Problem requirements:
From the entries below, return every line that includes the word "Added".

Given data:
PR #3940, opened 2026-02-06
Test/aa hitless combined

kiryazovi-redis:
## Summary

Two mirror tests proving that SCH timeout relaxation is the decisive factor in preventing Circuit Breaker trips during network latency on an OSS Active-Active cluster.

- **Test 1** (`relaxed_timeout=5`): During SMIGRATING, the effective timeout (5s) exceeds the 2s network latency, so commands succeed and the CB stays closed. No AA failover.
- **Test 2** (`relaxed_timeout=-1`): The timeout stays at 1s < 2s latency. Health checks fail, the CB trips, and AA failover occurs.

### What changed

- Added `TestActiveActiveWithHitless` class with two parametrized tests in `test_active_active.py`
- Added `r_multi_db_with_hitless` fixture in `conftest.py` (MultiDBClient with MaintNotificationsConfig + CB thresholds)
- Added `NETWORK_LATENCY` action type and `trigger_network_latency()` to `REFaultInjector` in `fault_injector_client.py`
- Added `trigger_name="migrate"` to `ClusterOperations.trigger_effect` calls for SLOT_SHUFFLE

### Test parameters

| Parameter | Value |
|---|---|
| `socket_timeout` | 1s |
| `network_latency` | 2000ms / 60s duration |
| `data_preload` | 100 keys x 100KB (~10MB) |
| `min_num_failures` | 20 |
| `failure_rate_threshold` | 0.90 |
| `relaxed_timeout` | 5 (Test 1) / -1 (Test 2) |

### Prerequisites

- OSS AA database (`re-active-active-oss-cluster`) with `shards_count: 6`, `shards_placement: sparse` across 3 nodes
- Fault Injector with `network_latency` and `slot_migrate` actions available

## Test plan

Your solution:
- Added `TestActiveActiveWithHitless` class with two parametrized tests in `test_active_active.py`
- Added `r_multi_db_with_hitless` fixture in `conftest.py` (MultiDBClient with MaintNotificationsConfig + CB thresholds)
- Added `NETWORK_LATENCY` action type and `trigger_network_latency()` to `REFaultInjector` in `fault_injector_client.py`
- Added `trigger_name="migrate"` to `ClusterOperations.trigger_effect` calls for SLOT_SHUFFLE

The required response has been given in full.